WHAT THE EXERCISE ASKS:
The response must contain every line from the records below that has "turned".

INFORMATION GIVEN:

PR #2132, opened 2024-11-21
Add config to disable automatic assignment assignee reassignment [SDCP-860]

devketanpro:
This PR introduces a new configuration, `ASSIGNMENT_MANUAL_REASSIGNMENT_ONLY`, to allow manual control over assignment reassignments. When enabled, actions like saving or moving an article will no longer automatically update the assignee. Manual reassignment becomes the only way to change the assignee


server/planning/assignments/assignments.py
```diff
@@ -862,7 +863,9 @@ def _get_empty_updates_for_assignment(self, assignment):
 
     def _set_user_for_assignment(self, assignment, assignee, assignor=None):
         updates = self._get_empty_updates_for_assignment(assignment)
-        updates["assigned_to"]["user"] = assignee
+
+        if not get_config_assignment_manual_reassignment_only():
+            updates["assigned_to"]["user"] = assignee
 
         if assignor:
```
MarkLark86: If the config is turned off, then we should probably not change the `assignor_user` either (as no re-assignment was performed)

MarkLark86 (commented):
Would be good to have some tests too, for when this config is turned ON

server/planning/assignments/assignments.py
devketanpro: got it

MarkLark86 (commented):
Looks good, but can you please investigate the failing tests.

devketanpro:
I checked on the develop branch, and the tests are failing there as well. It seems the issue is not related to these changes.I'll continue investigating further.

devketanpro:
Hey @MarkLark86, Here is the PR for the test case fix: https://github.com/superdesk/superdesk-planning/pull/2138

MarkLark86 (approved):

RESULT BELOW:
MarkLark86: If the config is turned off, then we should probably not change the `assignor_user` either (as no re-assignment was performed)
Would be good to have some tests too, for when this config is turned ON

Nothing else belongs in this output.